The main advantage of the choice of Hobhouse’s moment is that it does actually provide Renwick with a good vantage point from which to survey some of the competing intellectual projects of the 1870s to the 1900s. It does, however, also limit readers’ view somewhat of the wider world of ideas, and how Galton, Geddes, and Hobhouse connected to it.
In that wider world, institutional high grounds and the status of social science are important, but not central. It is a world in which ideas inhabit and move between contemporaneous intellectual programs, not one where intellectual programs compete to have the privilege of generating ideas. To study this broader world, it would be necessary to look in more depth at the contents of intellectual programs as well as their programmatic foundations; it would be necessary also to expand the number of authors whose ideas one studied out into at least the second tier; and it would not be a history that drives to any particular moment in time.
Such an open-ended investigation would, perhaps, be asking too much of one book. But connecting the material in the book to the wider world would be a superb task for supplementary commentary by Renwick and others.

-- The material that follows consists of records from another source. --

PR #6086, opened 2026-06-01
Fix selenium screenshot artifacts not being uploaded on test failure

HosseyNJF:
### Motivation

I observed that after a screen test failure, screenshots are not being uploaded to GitHub as artifact. This is an attempt at fixing that.

### Progress

### DIFF
--- a/tests/test_radio.py
+++ b/tests/test_radio.py
@@ -10,7 +10,7 @@ def test_radio_click(screen: Screen):
 
     screen.open('/')
     screen.click('A')
-    screen.should_contain('Value: Meow')
+    screen.should_contain('Value: A')
     screen.click('B')
     screen.should_contain('Value: B')
 
--- a/tests/test_radio.py
+++ b/tests/test_radio.py
@@ -10,7 +10,7 @@ def test_radio_click(screen: Screen):
 
     screen.open('/')
     screen.click('A')
-    screen.should_contain('Value: A')
+    screen.should_contain('Value: Meow')
     screen.click('B')
     screen.should_contain('Value: B')
 
--- a/.github/workflows/_test.yml
+++ b/.github/workflows/_test.yml
@@ -39,7 +39,7 @@ jobs:
         if: matrix.scope == 'pytest' && failure()
         with:
           name: screenshots-${{ matrix.python }}
-          path: screenshots/*.failed.png
+          path: nicegui/screenshots/*.failed.png
           retention-days: 14
       - name: ${{ matrix.python }} / ${{ matrix.scope }}
         if: matrix.scope == 'startup'
--- a/.github/workflows/_test.yml
+++ b/.github/workflows/_test.yml
@@ -39,7 +39,7 @@ jobs:
         if: matrix.scope == 'pytest' && failure()
         with:
           name: screenshots-${{ matrix.python }}
-          path: nicegui/screenshots/*.failed.png
+          path: nicegui/screenshots/**/*.failed.png
           retention-days: 14
       - name: ${{ matrix.python }} / ${{ matrix.scope }}
         if: matrix.scope == 'startup'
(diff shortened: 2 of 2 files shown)


HosseyNJF:
@evnchn I made sure to create a [PR](https://github.com/HosseyNJF/nicegui/pull/2) on my own fork _before_ creating this one, to see if it has any effect on the condition "has an open PR". It doesn't seem to have any effect.

falkoschindler:
Great! Workflow run https://github.com/zauberzeug/nicegui/actions/runs/26830100927 contains an "Artifacts" section at the bottom.
So I guess we can revert the test failure.

tests/test_radio.py
```diff
@@ -10,7 +10,7 @@ def page():
 
     screen.open('/')
     screen.click('A')
-    screen.should_contain('Value: A')
+    screen.should_contain('Value: Meow')
```
falkoschindler:
```suggestion
    screen.should_contain('Value: A')
```

HosseyNJF:
On the last run, the artifact was uploaded correctly, and the failed test has been reverted. The PR is ready for review/merge 🤝

evnchn (approved):
Well yeah, and sorry for the regression, the issue is caused by https://github.com/zauberzeug/nicegui/pull/6075 which is supposed to carry-forward https://github.com/zauberzeug/nicegui/pull/5960

I guess third times the charm then!

evnchn:
Just to be sure I asked my Claude Code

<details>
<summary>Verdict: Yes — 100% syntactically correct, and it's the *right* fix, not just an empirically-lucky one.</summary>

### What the PR does
`.github/workflows/_test.yml`: `path: screenshots/*.failed.png` → `screenshots/**/*.failed.png` (the `path:` input to `actions/upload-artifact`).

### Why it's correct (evidence, not vibes)

**1. The actual write location is one level deep.** `nicegui/testing/screen_plugin.py:29` overrides the dir at `pytest_configure` time:
```python
Screen.SCREENSHOT_DIR = (Path('screenshots') / str(os.getpid())).resolve()
```
and `screen.py:285-289` writes `SCREENSHOT_DIR / f'{name}.failed.png'`. So failed shots always land at **`screenshots/<pid>/<name>.failed.png`** — never directly under `screenshots/`. The PID subdir is the parallel-run isolation that the old glob predated; that's the root cause of the upload silently capturing nothing.

**2. Glob semantics verified empirically** against `minimatch` (the matcher `@actions/glob` uses, `dot:true`):

| pattern                             | against                            | result                                  |
| ----------------------------------- | ---------------------------------- | --------------------------------------- |
| `screenshots/*.failed.png` (old)    | `screenshots/12345/img.failed.png` | **false** ← the bug                     |
| `screenshots/**/*.failed.png` (new) | `screenshots/12345/img.failed.png` | true ✓                                  |
| `screenshots/**/*.failed.png`       | `screenshots/12345/a/b.failed.png` | true ✓ (any depth)                      |
| `screenshots/**/*.failed.png`       | `screenshots/img.failed.png`       | true ✓ (`**` matches **zero** segments) |

The new pattern is a **strict superset** of the old one: `**` matching zero path segments means it still covers any hypothetical top-level file, while also covering the real `<pid>/` location and arbitrary deeper nesting. There's no edge case where the old pattern matched and the new one doesn't.

### Caveat (non-syntactic, worth a one-liner if you comment)
`upload-artifact` computes the least-common-ancestor of matched files for the in-zip layout, so screenshots will now appear nested under `<pid>/` inside the artifact rather than flat. Harmless, but if anyone expected flat filenames in the downloaded zip, that's the only behavioral change. Doesn't affect correctness of the upload itself.

**Bottom line:** syntax is valid GitHub-Actions/minimatch glob, semantics match the real write path, and it's a superset of the prior pattern — so "empirically works" is backed by the spec, not coincidence. Ship-worthy as-is.
</details>

falkoschindler (approved):

PR #6088, opened 2026-06-01
Add distributed events via Zenoh (re-implementation of #5231)

evnchn:
### Motivation

PR #5231 prototyped distributed events using Zenoh's broker-less pub/sub. @rodja explicitly handed the work off in https://github.com/zauberzeug/nicegui/pull/5231#issuecomment-4585981242, so I picked it up: re-implemented the feature against current `main`, battle-tested it on a multi-node homelab (real LAN, not just multiple swarm replicas on one Docker daemon), and ran the surface through a multi-reviewer pass to catch issues that source-read alone misses.

This is a fresh implementation, not a rebase on top of #5231 - the API surface and topic-derivation diverged enough during fixing that range-diffing on #5231 didn't help. Happy to close #5231 in favour of this if you agree.

### Implementation

`DistributedEvent` is a subclass of `Event` that auto-publishes every emission via Zenoh and subscribes to receive sibling emissions. Enabled per-app via `ui.run(distributed=...)`:

| Form | Meaning |
|---|---|
| `True` | Zenoh defaults (UDP-multicast peer scout) |
| `["host", "host:7447"]` | Explicit unicast peers - the 99% case when you know your peer list |
| `{"...raw Zenoh JSON..."}` | Raw Zenoh config dict - full control escape hatch |

`storage_secret` is **required** for `distributed=...` (without it, unrelated deployments would silently cross-talk on the same multicast scope - rejected loudly at session construction). It drives two independent derived values: the **topic namespace** (collision-avoidance, not a confidentiality boundary) and, since `98d2962`, **payload encryption on by default** (Fernet key via HKDF; wrong-secret nodes see only ciphertext and can't read or forge events; adds `cryptography>=43.0.0` to the `distributed` extra).

Demo at `examples/distributed/`: Docker Swarm + Traefik v3.7 with 3 NiceGUI replicas behind a sticky-cookie LB.

<details><summary><b>Topic derivation & payload encryption - mechanism and threat model</b></summary>

- **Topics** are derived from `module:lineno` of the construction site (no absolute filepath, so two physical hosts running the same code from different working dirs stay in sync), then namespaced via `HMAC-SHA256(storage_secret, "nicegui-distributed-v1")[:16]`. Collision-avoidance only - the derived prefix is visible in Zenoh discovery traffic.
- **Payloads** are sealed with a Fernet key (AES-128-CBC + HMAC-SHA256) derived from `storage_secret` via `HKDFExpand(SHA256, info=b"nicegui:event-bus:v1")` before they hit the wire, and opened on receipt. The `info` string domain-separates the encryption key from the namespace HMAC. The secret never crosses the wire. Undecryptable or stale messages are dropped silently, so "different secrets ⇒ isolated" is enforced cryptographically, not just by topic prefix.
- **Residuals** - metadata leakage (topic/timing/size), sender identity, DoS, replay within the TTL window - are documented in the Security section of `examples/distributed/README.md`, with mTLS node auth + `access_control` ACLs as the defense-in-depth story (see the `DistributedSession` trust-model docstring).
- `cryptography` ships prebuilt wheels on all supported platforms (no Rust toolchain needed) and only lands for users who opt into `pip install "nicegui[distributed]"`.
- The Traefik pin is v3.7 because the v2.10 image used in #5231 doesn't work on Docker daemons ≥29 (API-version drop).
</details>

### Verification

CI green on head `98d2962` (pre-commit / mypy / pylint / quick-test); `pytest tests/test_distributed_events.py` 13/13; verified empirically cross-host on a real LAN and end-to-end via a two-tab Playwright run against the swarm demo.

<details><summary><b>Full verification evidence</b></summary>

Local (this branch):
- `pre-commit run --files <changed>` clean
- `mypy ./nicegui` clean across 241 files
- `pylint ./nicegui` 10.00/10
- `pytest tests/test_distributed_events.py` 13/13 (12 original + `test_payload_from_different_secret_is_dropped` added with the encryption commit)

Homelab (real cross-host, not just same-daemon replicas):
- Cross-node LAN test (.180 publisher, .134 subscriber via the new `peers=` list shortcut, sibling secret): 5/5 events received.
- Same setup with mismatched secrets: 0/5. At the time of that run this demonstrated namespace separation only; since `98d2962`, wrong-secret payloads are additionally rejected at decryption.
- Two-tab Playwright run against the swarm demo: tab A on instance `5a2d8798985d`, tab B on instance `62d586a21a1e` (sticky-cookie cleared on tab B to force a different replica). Click an emoji on tab A → MutationObserver on tab B captures the float-up element seconds later with the right emoji. End-to-end Zenoh → asyncio loop thread marshalling → slot/client context → DOM update all working.

The fork PR https://github.com/evnchn/nicegui/pull/164 has the full evidence chain: multi-reviewer pass (a code-reviewer subagent + GitHub Copilot), the empirical-verification probe used to prove all five reviewer findings reproduced, the followup commits that fixed them, and the norm-conformance pass.
</details>

<details><summary><b>Known followups (Important-tier, not blockers)</b></summary>

These came out of the same reviewer pass and are catalogued but not addressed in this commit set:

- `zenoh.open()` failure currently bubbles out of `ui.run` - distributed should be a degradable overlay, not a startup killer. Want: try/except around `DistributedSession.initialize`, log + continue.
- No explicit `topic=` override on `DistributedEvent.__init__` for users whose construction site is inside a factory function/decorator/closure.
- The example container does `pip3 install eclipse-zenoh tinycss2 && python3 main.py` at start - works but slow. Want: rebuild `zauberzeug/nicegui:<next>` with the `distributed` extra baked in, then drop the `pip3` line (the existing TODO already says this).
- Multi-worker uvicorn behaviour with one `DistributedSession` per worker should be documented in the docstring (currently silent).

I'm happy to address any/all of these in this PR or as follow-ups, whichever fits your review style.
</details>

### Progress

---

cc @rodja @falkoschindler - this is the deliverable from the #5231 handoff. No rush - review whenever fits.

*Changelog: 2026-07-02 - synced Implementation/Verification with commit `98d2962` (Fernet payload encryption by default, `cryptography` in the `distributed` extra, 13th test) and folded evidence into `<details>` blocks; see the announcement comment of the same date.*


jeffective:
> Two instances sharing a secret share the namespace; instances with different secrets stay isolated even when the Zenoh transport reaches them. The wire never carries the secret. storage_secret is required for distributed=... (without it, unrelated deployments would silently cross-talk on the same multicast scope - rejected loudly at session construction). The example app passes storage_secret='distributed-events-demo'.

Zenoh key expressions (including namespaces) are not a security measure. Any node on the Zenoh network may construct an empty namespace and subscribe to `**` to see everything. You may reach for verbatim key expressions (expressions including `@`) but this is also not a security measure, as nodes communicate key expressions between each other as part of interest messages.

If you desire secure private communication in a public Zenoh network, this is difficult and requires message level security, which is not implemented. An example work in progress implementation is here: https://codeberg.org/permian/zenoh-mls

I would suggest using transport level security using authenticated nodes using TLS authentication. https://zenoh.io/docs/manual/tls/

evnchn:

You're right on all counts, @jeffective — and rather than just acknowledge it, I've corrected the framing in the code so the docs and the implementation can't drift apart. I checked each of your points against Zenoh's own docs first.

The HMAC-derived namespace is **collision-avoidance, not a security boundary**, exactly as you say. And the leak is a touch sharper than "subscribe to `**`": the secret never crosses the wire, but the *derived 16-char prefix* does — in the subscriber/queryable **declarations** (and the interests you mentioned), which routers forward network-wide ([declarations spec](https://spec.zenoh.io/spec/1.0.0/session/declarations.html): `key_scope`/`key_suffix` are on the wire, "Declarations MUST be forwarded by routers to all sessions that have expressed interest"). So a passive node learns the namespace from discovery traffic even before anything is published.

What I changed (commit on this branch):

- Reworded the `__init__` / `_derive_namespace` docstrings and the topic-derivation comment from "stay isolated" to collision-avoidance, and renamed `test_namespace_is_deterministic_and_isolating` → `..._and_collision_avoiding`.
- Added a **trust-model** note to the `DistributedSession` docstring and a **Security** section to the example README: distributed mode assumes a trusted Zenoh network; for real isolation, pass a raw Zenoh config with **mTLS** node auth ([tls](https://zenoh.io/docs/manual/tls/)) + an **`access_control`** ACL to gate pub/sub by key-expression and authenticated subject ([access-control](https://zenoh.io/docs/manual/access-control/)); payload E2EE would need message-level security like the experimental [zenoh-mls](https://codeberg.org/permian/zenoh-mls) you linked.
- Updated the PR description to match.

The mechanism itself stays (the prefix is still worth it for the accidental-cross-talk case). Does this framing land for you? Thanks again — this made the feature honest about what it does and doesn't do.

evnchn:

**TL;DR — a secure-by-default option worth weighing before this merges.**

Use the `storage_secret` you already require (and that never crosses the wire) to **encrypt event payloads**, not just to namespace them: `HKDF(storage_secret)` → a **Fernet** key, encrypt before `put()`, decrypt on receive. A passive node on the Zenoh network then sees the namespace + ciphertext but can't read events — @jeffective's "you need message-level security," delivered at the NiceGUI layer, on by default, no config.

The one trade-off to weigh:

- It adds **exactly one dependency** — `cryptography` (Fernet *and* HKDF live in it). Prebuilt wheels on every supported platform, **no Rust to install**. `eclipse-zenoh` itself ships zero Python deps, so this isn't already in the tree.
- It protects payload **contents only** — topic/timing/size metadata and sender identity still leak (mTLS/ACL stay the answer for those).

The ask: **@falkoschindler / @rodja — is bundling `cryptography` into the `distributed` extra acceptable?** If yes, I'll implement Fernet-by-default (~2 seams around the existing payload marshalling + tests). If you'd rather keep NiceGUI dep-light, the documented mTLS/ACL story stands. Enumerated options at the bottom.

<details><summary><b>Why Fernet (vs AES-GCM / PyNaCl)</b></summary>

All three give symmetric authenticated encryption; Fernet wins for *this* case (small JSON payloads, shared key) on two points, both verified from the docs:

- **Built-in timestamp + `ttl=` staleness check.** "The encrypted message contains the current time when it was generated in _plaintext_"; on decrypt, "If the message is older than `ttl` seconds … an exception will be raised." ([fernet docs](https://cryptography.io/en/latest/fernet/)) — partial replay/staleness mitigation for free.
- **No nonce footgun.** Fernet manages its own IV; AES-GCM and PyNaCl SecretBox make nonce-uniqueness the caller's job, and reuse is catastrophic ("Reuse of a `nonce` with a given `key` compromises the security…", [AEAD docs](https://cryptography.io/en/latest/hazmat/primitives/aead/)).
- Construction: AES-128-CBC + HMAC-SHA256 (authenticated); key = url-safe-base64 32 bytes. For small payloads the CBC+HMAC overhead is irrelevant; AES-GCM would only win on throughput, which isn't the constraint.
- HKDF lives in the same `cryptography` package → **one** dep, not two.
</details>

<details><summary><b>The dependency cost, precisely</b></summary>

- Verified locally in the `distributed`-extra venv: `eclipse-zenoh` 1.9.0 declares **zero** Python deps (Rust/pyo3 wheel; its TLS is Rust-side rustls), and `cryptography` is **not** otherwise in the tree. So payload AEAD is a genuinely new dep — not hand-waved as free.
- Install friction is low though: "A Rust toolchain is not required to **use** `cryptography`"; it "ships statically-linked wheels for macOS, Windows, and Linux (via `manylinux` and `musllinux`)" ([installation](https://cryptography.io/en/latest/installation/)). Wheels cover manylinux x86_64 + aarch64, macOS x86_64 + arm64, win_amd64.
- It only lands for users who opt into `pip install "nicegui[distributed]"`, not everyone.
- *(Untested caveat: very new CPython / niche musllinux-aarch64 could still source-build; not a mainstream concern.)*
</details>

<details><summary><b>Design sketch (~2 seams)</b></summary>

- Key: `HKDFExpand(SHA256, length=32, info=b"nicegui:event-bus:v1")` over `storage_secret`, then `urlsafe_b64encode` → Fernet key. The `info` domain-separates this from the existing namespace HMAC (same secret, different derived key).
- Publish (`distributed.py` ~L137): `token = Fernet(key).encrypt(json.dumps(...).encode())` → `publisher.put(token)`.
- Receive (~L162): `plaintext = Fernet(key).decrypt(bytes(sample.payload), ttl=…)` → `json.loads`; drop on `InvalidToken`.
- The HMAC **namespace stays** — still useful for routing/collision-avoidance; encryption is additive.
- Side effect: "different secrets ⇒ isolated" becomes *actually true* (wrong-secret nodes fail `decrypt`), which is what the original wording wanted.
</details>

<details><summary><b>What it does and doesn't protect (threat model)</b></summary>

Protects payload **confidentiality + integrity** to holders of `storage_secret`. Does **not**:

- **Hide metadata** — "the message metadata such as the MQTT Topic stays intact, the payload … gets encrypted" ([HiveMQ](https://www.hivemq.com/blog/mqtt-security-fundamentals-payload-encryption/)); here that's the Zenoh key-expression/namespace, timing, size, transport-level sender.
- **Identify senders** — symmetric, so auth = "holds the key"; any key-holder can forge a message indistinguishable from another. No per-sender identity.
- **Stop replay** — Fernet `ttl` bounds *staleness* only; a captured token replays within the window. Exact-replay defense needs an explicit nonce + dedup (v2 follow-up).
</details>

<details><summary><b>Prior art (textbook pattern, not novel)</b></summary>

- The Fernet docs' own canonical recipe derives a key from a secret via KDF + `urlsafe_b64encode` ([fernet](https://cryptography.io/en/latest/fernet/)) — exactly our shape (swap the password-KDF for HKDF-from-`storage_secret`).
- Django protects values with the shared `SECRET_KEY` ("the `Signer` class uses the `SECRET_KEY` setting", [signing](https://docs.djangoproject.com/en/stable/topics/signing/)) — the "one shared app secret → derived crypto" precedent NiceGUI already mirrors with `storage_secret`.
- App-layer payload encryption over a topic-routed bus is standard for MQTT (HiveMQ above), including published Fernet-over-MQTT implementations.
</details>

**Options:**

1. **Approve the dep** → I implement Fernet-by-default for `distributed` (recommended — it's what "secure by default" requires).
2. **Keep NiceGUI dep-light** → drop it; the mTLS/ACL documentation stands as the only confidentiality story.
3. **Opt-in instead of default** → ship it gated behind a flag, so the dep/behaviour only activates on request. Weakest on "secure by default," but no forced dep.

evnchn:
I still haven't wrapped my head fully around Zenoh, but I think the end result is that it should best stand up to adversarial attacks from the internet, considering our servers hosting https://nicegui.io after all. 

Otherwise, those servers need to be hidden from public IP which is not something that can be said for every deploy situation. 

If it can't stand up to it, fine, but we will document it because switching distributed events on means carrying some deployment assumption forward, which is load bearing. 

I'll have to figure out how to assess this since my homelab is assumed to be secure intranet, hence the misjudgment in the beginning

jeffective:
@evnchn , looks like you've got a good understanding of the tradeoffs here and I don't see any more possible missunderstandings. Nothing more for me to add 👍

evnchn:

**TL;DR: the `cryptography` question above was overtaken by events — option 1 (Fernet-by-default) is already implemented on this branch, and this comment is the announcement that should have accompanied the push.**

- Commit 98d2962 (June 16) encrypts every event payload with a Fernet key derived from `storage_secret` via HKDF, and adds `cryptography>=43.0.0` to the `distributed` extra.
- **The dependency decision is still yours to make:** if you'd rather keep NiceGUI dep-light, reverting 98d2962 cleanly restores the mTLS/ACL-documentation-only story (option 2 from the comment above). Nothing else on the branch depends on it.
- The PR body has been synced to match the code (changelog at the bottom of the body).

<details><summary><b>What commit 98d2962 contains</b></summary>

- `nicegui/distributed.py` (+43/−8): `HKDFExpand(SHA256, info=b"nicegui:event-bus:v1")` over `storage_secret` → Fernet key; `encrypt()` before `put()`, `decrypt(ttl=EVENT_TTL_SECONDS)` on receive; undecryptable payloads (foreign deployment, forged, or stale) are dropped silently. The `info` string domain-separates this key from the existing namespace HMAC — same secret, two independent derived values.
- `pyproject.toml`: `distributed = ["eclipse-zenoh>=1.0.0", "cryptography>=43.0.0"]` — the dep only lands for users who opt into `pip install "nicegui[distributed]"`.
- `tests/test_distributed_events.py` (+36): new `test_payload_from_different_secret_is_dropped` — a payload sealed under a different secret reaches the wire handler and is dropped without firing the local callback.
- `examples/distributed/README.md`: Security section rewritten — `storage_secret` is now the payload confidentiality + integrity boundary; residuals (topic/timing/size metadata, sender identity, DoS, replay within the TTL window) stay documented, with mTLS + ACL as defense-in-depth.
- The HMAC topic namespace is unchanged and remains collision-avoidance only.
</details>

<details><summary><b>Verification state on this head</b></summary>

- CI on 98d2962 is green: pre-commit, mypy, pylint, quick-test (3.10) all pass.
- The test file now carries 13 tests (was 12 when the PR body's "12/12 in ~61s" was written).
- Side effect worth naming: the earlier homelab result "mismatched secrets → 0/5 received" was namespace separation only; after this commit, a wrong-secret node additionally fails decryption — "different secrets ⇒ isolated" is now enforced by cryptography, not just by topic prefix.
</details>

<details><summary><b>Loop closure on the earlier internet-exposure question</b></summary>

My June 16 comment said I'd figure out how to assess adversarial exposure and document the load-bearing deployment assumption. This commit is that answer, at the payload layer: a node on a hostile network sees namespace + ciphertext but cannot read or forge events. What encryption does *not* cover (metadata, DoS, replay-within-TTL) is spelled out in the example README rather than left as an implicit deployment assumption.
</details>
PR #6089, opened 2026-06-03
Fix bad CLS on documentation homepage

### LINKED ISSUE #6087: Bad Cumulative Layout Shift (CLS) in NiceGUI documentation homepage
### First Check

### Example Code

```python

```

### Description

Since transition-all is used, the boxes are like this (sorry for low-res, it comes from Chrome DevTools and I don't know how to get a better one) for the first frame, then morph to current design in 200ms. 

Image

### NiceGUI Version

3.12.1 (main)

### Python Version

3.14

### Browser

Edge

### Operating System

macOS

### Additional Context

_No response_

falkoschindler:
### Motivation

The NiceGUI documentation homepage suffers from bad Cumulative Layout Shift (CLS): on the first frame the tiles render in their unstyled state and then visibly morph into the final design over ~200ms. Closes #6087.

The cards and CTA buttons use `transition-all`. Because NiceGUI applies the Tailwind classes via JavaScript _after_ the element first paints, `transition-all` animates _every_ property when the styled state is applied — including layout-affecting ones like `padding` and `border-radius`. That reflow is the morph captured in the issue's screenshot and what Chrome measures as CLS.

### Implementation

Scope each transition to only the properties that actually animate on hover. `transform` and `box-shadow` are composited and never trigger layout reflow, so the hover lift stays smooth while the layout-shifting animation is gone:

- `overview.py` (doc homepage tiles), `features_section.py`, `shared.py` (CTA button): `transition-all` → `transition-transform` (hover only does `-translate-y`).
- `examples_section.py`: `transition-all` → `transition-[transform,box-shadow]` (hover does `-translate-y` plus a shadow).

### Progress

### DIFF
--- a/website/components/examples_section.py
+++ b/website/components/examples_section.py
@@ -24,7 +24,7 @@ def create() -> None:
 def example_card(example: Example) -> None:
     """Render a single example card with screenshot, title, and description."""
     with ui.link(target=example.url).classes(
-        'rounded-2xl overflow-hidden transition-all duration-200 hover:-translate-y-0.5'
+        'rounded-2xl overflow-hidden transition-[transform,box-shadow] duration-200 hover:-translate-y-0.5'
         f' {d.BG_SURFACE} {d.BORDER} hover:{d.SHADOW_CARD}'
     ):
         with ui.element().classes(f'overflow-hidden aspect-video bg-white p-4 dark:brightness-[0.85] {d.BORDER_B}'):
--- a/website/components/features_section.py
+++ b/website/components/features_section.py
@@ -57,7 +57,7 @@ def create() -> None:
 
 def _card(icon: str, title: str, items: list[str]) -> None:
     """Render a single feature card with icon, title, and bullet list."""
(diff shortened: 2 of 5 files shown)


evnchn:

Hey Falko — I pushed two small polish commits on top of your CLS fix (`bc06c09`):

1. **Header star badge** — it had `duration-150` with no `transition-property`, so it fell back to `transition: all` and was animating the after-paint padding / border-radius / border — the same morph this PR targets. Scoped it to `background-color`, its only hover change.
2. **Sponsor button** — bumped its `rounded` → `rounded-xl` to match the documentation tiles directly below it.

Both verified on the locally running site; `pre-commit` clean. I'm approving now so you can just hit **merge** if you're happy — or drop that last commit if you'd rather keep this PR strictly scoped to the original CLS fix. No attachment either way. 🙂

evnchn (dismissed):
Approving — the original CLS fix is solid, and I've added two small header/sponsor polish tweaks on top (see comment). Merge or drop the last commit as you prefer.

falkoschindler:
Ok, but I chose to revert the radius. It is unrelated to the CLS, the xl rounding looks off, and a button and a card don't have to have _equal_ radii. Anyway, focussing on transitions lets us merge this PR.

In the meantime, we can be glad that the book provides good opportunities for such commentary.
This blog’s original spotlight on Renwick’s work highlighted his championing of intellectual history, and that shows up again here in his introduction. But, based on trends I’ve seen in books like this one, in journals, in the selection of HSS prizes, and elsewhere, I’m just going to go ahead and say that intellectual history is in good standing. The challenge now is to interrelate and consolidate projects in and beyond intellectual history, in order to ensure the retention and promotion of historiographical gains. Once we begin to understand what we know in intellectual history, we will be able to say clearly what constitutes progress.
†Gregory Radick, The Simian Tongue: The Long Debate about Animal Language (Chicago UP, 2007).
‡Maggie Studholme, “Patrick Geddes: Founder of Environmental Sociology,” The Sociological Review (TSR) 55 (2007): 441-459; John Scott and Christopher T. Husbands, “Victor Branford and the Building of British Sociology,” TSR 55 (2007): 460-484; Steve Fuller, “A Path Better Not to Have Taken,” TSR 55 (2007): 807-815; Maggie Studholme, John Scott, and Christopher T. Husbands, “Doppelgängers and Racists: On Inhabiting Alternative Universes,” TSR 55 (2007): 816-822.
In this exchange, Studholme wrote approvingly of Geddes’s emphasis on social-environmental interaction, while Scott and Husbands wrote about the crucial role of Branford. In turn, Fuller argued that those pieces turned a blind eye to the initial Branford-Geddes program’s amenability to Galtonian eugenics and the potential that its bio-social leanings could have resulted in a racialist taint. Studholme, Scott, and Husbands denied the interpretation. Although Fuller supplies the foreword to Renwick’s book, Renwick doesn’t really adjudicate the dispute, so much as simply affirm that Hobhouse clearly saw it as important to banish biology from sociology.